Problem to work on: When you find the word "kubectl" in a line of the entries, please copy the whole line.

---------------

Issue #1179, opened 2022-04-27
FDB 7.1 when both proxies and grv/commit proxies are defined grv and commit proxies have no effect


johscheuer:
### What happened?

When creating a cluster with the following database configuration (version `7.1.2`):

```yaml
  databaseConfiguration:
     commit_proxies: 24
     grv_proxies: 2
     proxies: 26
```

This resulted in the following configuration string: 

```
configure triple ... usable_regions=1 logs=.. resolvers=... log_routers=-1 remote_logs=-1 proxies=26 regions=[]
```

### What did you expect to happen?

I would expect that the grv and commit proxy count are preferred over the proxies count. There was a change in that logic in: https://github.com/FoundationDB/fdb-kubernetes-operator/pull/1172 from a user perspective I would expect that the operator takes the commit and grv proxies or complains about an invalid configuration if commit and grv proxies are defined with proxies.

### How can we reproduce it (as minimally and precisely as possible)?

Create a cluster with the above configuration and see that the `proxies` count is used instead of the more specific grv and commit proxy count.

### Anything else we need to know?

-

### FDB Kubernetes operator

<details>

```console
$ kubectl fdb version
# paste output here
v1.3.1
```

</details>

### Kubernetes version

<details>

```console
$ kubectl version
# paste output here
```

</details>

### Cloud provider

<details>

</details>

PR #1191, opened 2022-04-28
For versions that support grv and commit use grv and commit proxy count if defined

johscheuer:
# Description

Fixes: https://github.com/FoundationDB/fdb-kubernetes-operator/issues/1179 this change makes upgrades easier since all three proxies can be defined before upgrading and after the upgrade the more precise definition (grv and commit) of proxies will be used.

## Type of change

## Discussion

-

## Testing

Local + unit test

## Documentation

I'll add that in a separate PR to document the upgrade process in general.

## Follow-up

-


brownleej (approved):
👍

---------------

Task solution:
$ kubectl fdb version
$ kubectl version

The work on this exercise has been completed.